> _WHAT YOU HAVE TO DO_
List every line below containing "self".

> _DATA PROVIDED_
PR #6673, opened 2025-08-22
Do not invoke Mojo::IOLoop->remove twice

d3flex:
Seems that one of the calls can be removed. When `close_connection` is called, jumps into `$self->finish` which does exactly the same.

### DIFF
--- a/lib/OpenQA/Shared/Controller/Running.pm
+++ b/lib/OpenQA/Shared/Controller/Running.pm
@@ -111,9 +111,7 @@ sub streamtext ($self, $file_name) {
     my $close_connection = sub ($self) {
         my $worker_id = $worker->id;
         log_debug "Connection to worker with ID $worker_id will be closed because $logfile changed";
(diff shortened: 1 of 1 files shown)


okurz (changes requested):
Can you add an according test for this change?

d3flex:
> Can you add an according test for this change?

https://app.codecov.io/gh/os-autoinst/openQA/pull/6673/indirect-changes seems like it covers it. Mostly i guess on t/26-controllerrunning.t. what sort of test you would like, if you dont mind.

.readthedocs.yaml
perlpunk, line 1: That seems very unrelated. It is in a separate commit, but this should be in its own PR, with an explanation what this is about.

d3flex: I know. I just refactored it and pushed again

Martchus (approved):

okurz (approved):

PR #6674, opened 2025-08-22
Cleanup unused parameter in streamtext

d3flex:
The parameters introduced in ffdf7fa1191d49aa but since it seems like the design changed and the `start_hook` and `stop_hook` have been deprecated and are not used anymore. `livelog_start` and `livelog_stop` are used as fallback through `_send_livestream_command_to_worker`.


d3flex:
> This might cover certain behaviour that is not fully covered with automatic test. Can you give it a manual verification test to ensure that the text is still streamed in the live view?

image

> _TASK RESPONSE_
Seems that one of the calls can be removed. When `close_connection` is called, jumps into `$self->finish` which does exactly the same.
@@ -111,9 +111,7 @@ sub streamtext ($self, $file_name) {
     my $close_connection = sub ($self) {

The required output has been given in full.